SUPPLIED ENTRIES:
——

PR #12732, opened 2025-07-02
jira: truncate description if max length exceeded

### LINKED ISSUE #6668: Error pushing to Jira: description limit is not checked on Dojo side
**Bug description**
Dojo doesn't check description max length before export to jira. As a result error recieved for findings with too long description.
```
<class ‘dojo.models.Finding’>: Elasticsearch Information Disclosure, The entered text is too long. It exceeded the maximum number of characters of 32,767.
```

**Expected behavior**
Trim description before push to Jira, or add as attachment file.

- [X ] Docker Compose
- [ ] Kubernetes
- [ ] GoDojo

valentijnscholten:
Fixes #6668 and [sc-11551]

JIRA has a max length of `32768` for the `description` field. This PR truncates accordingly and provides a hint to check the full description in JIRA (and links to the finding) in JIRA.

Example with 50.000 'A' characters added to the description as a test of what it looks like:

image

### DIFF
--- a/dojo/jira_link/helper.py
+++ b/dojo/jira_link/helper.py
@@ -648,7 +648,7 @@ def jira_description(obj, **kwargs):
 
     description = render_to_string(template, kwargs)
     defect_dojo_obj_url = get_full_url(obj.get_absolute_url())
-    max_length = getattr(settings, "JIRA_DESCRIPTION_MAX_LENGTH", 32768)
+    max_length = getattr(settings, "JIRA_DESCRIPTION_MAX_LENGTH", 32767)
     suffix = f"\n\nIssue Description Too Long: See [DefectDojo|{defect_dojo_obj_url}] for full description."
     if len(description) > max_length:
         # suffix can be longer after rendering do to urlenocoding, so we take twice the length of the suffix as a buffer
--- a/dojo/settings/settings.dist.py
+++ b/dojo/settings/settings.dist.py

——

WORK TO BE COMPLETED: For the material above, the answer must be only the number of lines holding the word "kwargs".

EXPECTED ANSWER: 2